WHAT THE TASK REQUIRES: From the records below, print exactly the lines starting at the one containing "bhumitattarde, line 191: @hkaiser" and ending at the one containing "hkaiser: I think", ends included, and nothing else.

---- DATA SECTION

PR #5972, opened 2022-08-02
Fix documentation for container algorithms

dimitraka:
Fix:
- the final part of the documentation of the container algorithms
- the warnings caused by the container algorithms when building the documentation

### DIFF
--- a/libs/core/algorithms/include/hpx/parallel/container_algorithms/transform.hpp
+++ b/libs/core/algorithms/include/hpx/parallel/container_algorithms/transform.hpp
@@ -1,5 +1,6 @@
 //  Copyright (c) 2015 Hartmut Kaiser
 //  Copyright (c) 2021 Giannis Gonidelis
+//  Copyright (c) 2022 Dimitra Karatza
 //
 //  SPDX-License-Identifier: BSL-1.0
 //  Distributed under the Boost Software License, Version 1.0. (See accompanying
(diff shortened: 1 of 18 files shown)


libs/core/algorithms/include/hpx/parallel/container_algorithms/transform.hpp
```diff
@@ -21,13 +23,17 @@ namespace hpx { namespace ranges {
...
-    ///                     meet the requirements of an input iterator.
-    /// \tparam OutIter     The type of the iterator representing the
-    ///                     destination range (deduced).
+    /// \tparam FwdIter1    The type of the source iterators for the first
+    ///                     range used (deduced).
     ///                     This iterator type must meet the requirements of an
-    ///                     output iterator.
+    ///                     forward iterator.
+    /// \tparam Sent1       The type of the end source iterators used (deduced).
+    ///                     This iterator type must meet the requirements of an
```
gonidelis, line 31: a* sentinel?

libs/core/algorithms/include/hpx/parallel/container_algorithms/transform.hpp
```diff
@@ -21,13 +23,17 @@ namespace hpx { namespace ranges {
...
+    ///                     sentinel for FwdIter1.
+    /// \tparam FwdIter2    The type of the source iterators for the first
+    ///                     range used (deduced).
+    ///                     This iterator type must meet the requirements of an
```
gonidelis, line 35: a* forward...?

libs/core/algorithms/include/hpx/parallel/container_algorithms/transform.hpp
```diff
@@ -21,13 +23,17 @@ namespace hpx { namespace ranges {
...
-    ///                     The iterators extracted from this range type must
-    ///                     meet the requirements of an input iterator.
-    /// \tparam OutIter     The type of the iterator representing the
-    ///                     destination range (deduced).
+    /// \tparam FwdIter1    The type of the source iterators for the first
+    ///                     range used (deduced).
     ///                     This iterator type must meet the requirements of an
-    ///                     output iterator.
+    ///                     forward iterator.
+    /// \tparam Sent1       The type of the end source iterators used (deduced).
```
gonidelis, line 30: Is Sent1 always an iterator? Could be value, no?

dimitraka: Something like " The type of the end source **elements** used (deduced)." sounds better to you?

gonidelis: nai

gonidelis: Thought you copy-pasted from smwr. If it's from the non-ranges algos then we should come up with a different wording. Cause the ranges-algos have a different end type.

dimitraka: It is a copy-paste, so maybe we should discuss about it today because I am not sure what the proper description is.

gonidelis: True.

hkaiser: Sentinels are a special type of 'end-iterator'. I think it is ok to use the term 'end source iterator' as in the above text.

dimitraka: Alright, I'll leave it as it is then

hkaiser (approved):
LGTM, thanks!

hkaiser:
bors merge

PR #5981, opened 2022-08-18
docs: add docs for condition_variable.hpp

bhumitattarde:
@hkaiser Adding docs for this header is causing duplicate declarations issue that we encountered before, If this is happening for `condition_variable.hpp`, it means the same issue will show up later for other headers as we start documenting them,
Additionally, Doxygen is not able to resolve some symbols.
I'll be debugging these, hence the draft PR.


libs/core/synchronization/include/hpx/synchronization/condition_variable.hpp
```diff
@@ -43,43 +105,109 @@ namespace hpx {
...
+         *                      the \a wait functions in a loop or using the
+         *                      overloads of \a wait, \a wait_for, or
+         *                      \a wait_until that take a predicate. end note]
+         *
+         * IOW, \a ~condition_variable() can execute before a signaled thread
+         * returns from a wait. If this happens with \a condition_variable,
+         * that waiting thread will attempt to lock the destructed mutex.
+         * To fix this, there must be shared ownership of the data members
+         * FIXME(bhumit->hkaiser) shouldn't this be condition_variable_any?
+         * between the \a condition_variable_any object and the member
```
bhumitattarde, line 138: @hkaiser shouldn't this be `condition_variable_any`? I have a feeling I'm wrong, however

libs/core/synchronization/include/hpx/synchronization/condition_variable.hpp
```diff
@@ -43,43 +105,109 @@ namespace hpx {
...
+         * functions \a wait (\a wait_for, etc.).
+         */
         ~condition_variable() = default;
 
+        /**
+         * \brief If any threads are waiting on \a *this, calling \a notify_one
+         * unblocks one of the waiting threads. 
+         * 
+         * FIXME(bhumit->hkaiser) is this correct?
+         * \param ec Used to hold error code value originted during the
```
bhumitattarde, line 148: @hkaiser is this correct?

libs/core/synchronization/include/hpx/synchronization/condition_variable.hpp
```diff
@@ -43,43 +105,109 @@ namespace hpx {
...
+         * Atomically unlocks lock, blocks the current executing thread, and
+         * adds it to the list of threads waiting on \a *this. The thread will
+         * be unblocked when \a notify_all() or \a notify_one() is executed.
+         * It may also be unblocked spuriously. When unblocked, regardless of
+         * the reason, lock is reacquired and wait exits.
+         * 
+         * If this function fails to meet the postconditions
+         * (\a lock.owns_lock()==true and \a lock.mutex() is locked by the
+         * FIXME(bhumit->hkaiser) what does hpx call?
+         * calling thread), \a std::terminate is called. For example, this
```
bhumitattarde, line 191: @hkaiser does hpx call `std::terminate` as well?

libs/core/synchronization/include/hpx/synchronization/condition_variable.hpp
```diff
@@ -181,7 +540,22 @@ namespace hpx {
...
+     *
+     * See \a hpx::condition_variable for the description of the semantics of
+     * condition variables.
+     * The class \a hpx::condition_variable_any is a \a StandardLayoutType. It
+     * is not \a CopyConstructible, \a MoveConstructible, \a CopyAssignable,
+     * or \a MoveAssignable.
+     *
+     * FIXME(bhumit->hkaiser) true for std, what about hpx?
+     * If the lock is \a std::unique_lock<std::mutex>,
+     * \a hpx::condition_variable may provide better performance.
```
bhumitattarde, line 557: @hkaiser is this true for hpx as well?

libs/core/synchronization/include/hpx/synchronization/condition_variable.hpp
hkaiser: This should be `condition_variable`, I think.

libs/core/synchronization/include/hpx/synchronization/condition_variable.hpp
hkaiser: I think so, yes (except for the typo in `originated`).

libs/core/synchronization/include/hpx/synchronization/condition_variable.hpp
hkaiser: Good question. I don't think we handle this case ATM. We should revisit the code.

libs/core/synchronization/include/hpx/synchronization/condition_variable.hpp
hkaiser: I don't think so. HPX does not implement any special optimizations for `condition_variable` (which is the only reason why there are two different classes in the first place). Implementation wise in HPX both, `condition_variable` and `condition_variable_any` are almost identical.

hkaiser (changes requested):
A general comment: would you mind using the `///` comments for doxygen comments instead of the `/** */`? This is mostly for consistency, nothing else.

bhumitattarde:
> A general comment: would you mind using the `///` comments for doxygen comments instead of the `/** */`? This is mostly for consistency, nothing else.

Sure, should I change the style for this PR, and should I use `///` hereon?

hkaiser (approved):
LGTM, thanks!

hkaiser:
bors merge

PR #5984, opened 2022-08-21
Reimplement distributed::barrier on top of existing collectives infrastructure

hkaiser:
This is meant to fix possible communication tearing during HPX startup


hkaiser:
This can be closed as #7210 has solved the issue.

--------

RESPONSE TO THIS EXERCISE:
bhumitattarde, line 191: @hkaiser does hpx call `std::terminate` as well?

libs/core/synchronization/include/hpx/synchronization/condition_variable.hpp
```diff
@@ -181,7 +540,22 @@ namespace hpx {
...
+     *
+     * See \a hpx::condition_variable for the description of the semantics of
+     * condition variables.
+     * The class \a hpx::condition_variable_any is a \a StandardLayoutType. It
+     * is not \a CopyConstructible, \a MoveConstructible, \a CopyAssignable,
+     * or \a MoveAssignable.
+     *
+     * FIXME(bhumit->hkaiser) true for std, what about hpx?
+     * If the lock is \a std::unique_lock<std::mutex>,
+     * \a hpx::condition_variable may provide better performance.
```
bhumitattarde, line 557: @hkaiser is this true for hpx as well?

libs/core/synchronization/include/hpx/synchronization/condition_variable.hpp
hkaiser: This should be `condition_variable`, I think.

libs/core/synchronization/include/hpx/synchronization/condition_variable.hpp
hkaiser: I think so, yes (except for the typo in `originated`).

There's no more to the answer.